Tribunal judiciaire de Lyon, le 30 juin 2025, n°25/02478

Ordonnance rendue le 30 juin 2025 par le juge des libertés et de la détention du Tribunal judiciaire de Lyon, sur première demande de prolongation d’une rétention administrative, susceptible d’appel devant la Cour d’appel de Lyon. Un étranger sous obligation de quitter le territoire sans délai, avec interdiction de retour, a été placé en rétention le 27 juin 2025. L’autorité administrative a saisi le juge d’une demande de prolongation de vingt‑six jours, enregistrée le 29 juin 2025. Le retenu a comparu assisté d’un avocat et d’un interprète, le ministère public étant absent. La juridiction a contrôlé la recevabilité de la requête, la régularité de la procédure et la nécessité de la prolongation, au regard des garanties de représentation et des diligences accomplies pour l’éloignement. La question posée tenait au niveau d’exigence des « diligences utiles » à un stade très précoce de la rétention, alors que toutes les pièces nécessaires au laissez‑passer n’étaient pas encore justifiées. La décision autorise la prolongation, retenant le caractère récent de la rétention et la saisine rapide des autorités consulaires, tout en constatant que « la requête de l’autorité administrative est motivée, datée, signée » et « accompagnée de toutes les pièces justificatives utiles ».

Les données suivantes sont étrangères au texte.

PR #1535, opened 2024-02-26
Remove a lot of old CSS rules that are no longer required

Crabcyborg:
Related ticket https://secure.helpscout.net/conversation/2518544642/191058/

This update removes a lot of the prefixed `-webkit-` and `-moz-` CSS rules. These are legacy from back when CSS3 was really new and are no longer required. Many of these now throw warnings when validating site CSS (like using https://jigsaw.w3.org/).

Many of these at least no longer work in Firefox, and documentation is fully removed.

I didn't fix everything. This is more of a phase 1 update. It helps drop a lot of errors from the CSS validation list so the remaining pieces are easier to digest. So far I was able to drop about 50 lines of CSS across various files.

I mostly target a few rules in this update including `-webkit-box-sizing`, `-moz-border-radius`, `-webkit-box-shadow`, and `animation` rules.

Once this is approved, I'll start working on a Pro update as well. For now, I haven't started working on reducing CSS in Pro.

### DIFF
--- a/css/_single_theme.css.php
+++ b/css/_single_theme.css.php
@@ -265,8 +265,6 @@ if ( '' === $field_height || 'auto' === $field_height ) {
 	color:<?php echo esc_html( $submit_text_color . $important ); ?>;
 	cursor:pointer;
 	font-weight:<?php echo esc_html( $submit_weight . $important ); ?>;
-	-moz-border-radius:<?php echo esc_html( $submit_border_radius . $important ); ?>;
-	-webkit-border-radius:<?php echo esc_html( $submit_border_radius . $important ); ?>;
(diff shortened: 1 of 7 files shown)


css/_single_theme.css.php
```diff
@@ -195,10 +195,6 @@
 <?php echo esc_html( $style_class ); ?> textarea:-ms-input-placeholder{
 	color: <?php echo esc_html( $text_color_disabled . $important ); ?>;
 }
-.<?php echo esc_html( $style_class ); ?> input:-moz-placeholder,
```
Crabcyborg, line 198: I dropped this because there's an identical style above.

For now I've left the placeholder styles alone.

stephywells (approved):
This looks good! We should be sure to mention this in the readme, along with minimum browser versions.

PR #1536, opened 2024-02-26
Make hex to rgb function work with rgb values

Crabcyborg:
I noticed some issues when testing my Formidable CSS against https://jigsaw.w3.org/css-validator/

Colour values when using RGB values are coming through wrong as `background: rgba(, , , 0.15) !important;`.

I) Les garanties procédurales et le cadre du contrôle

A) La recevabilité de la saisine et l’accès utile au dossier
La juridiction relève que « la requête de l’autorité administrative est motivée, datée, signée », et « accompagnée de toutes les pièces justificatives utiles ». Elle constate, de plus, que « la requête et les pièces qui y sont jointes ont, dès leur arrivée au greffe, été mises à disposition de l’avocat de l’intéressé ». Le contrôle porte ainsi sur l’aptitude concrète de la défense à connaître le dossier avant l’ouverture des débats, condition d’un débat contradictoire effectif et loyal.

B) L’information du retenu et la régularité de la rétention
Le juge mentionne que « l’intéressé s’est vu notifier les droits qui lui sont reconnus » et qu’il a été « pleinement informé de ses droits ». Le rappel des articles du CESEDA fonde l’examen d’office des garanties procédurales, préalable à tout contrôle de fond. L’ordonnance confirme donc la régularité de la mesure initiale, condition sine qua non pour apprécier la demande de prolongation en stricte légalité.

II) Les critères matériels de la prolongation et l’appréciation des diligences

A) Les garanties de représentation et la nécessité de la surveillance
La juridiction retient que « l’intéressé ne présente pas de garanties suffisantes pour la mise à exécution de la mesure de reconduite ». Cette formule, brève, concentre l’examen des risques de soustraction à la mesure et la proportionnalité de la contrainte. La nécessité de mesures de surveillance justifie, en principe, la prolongation lorsque l’éloignement demeure réalisable dans un horizon temporel pertinent.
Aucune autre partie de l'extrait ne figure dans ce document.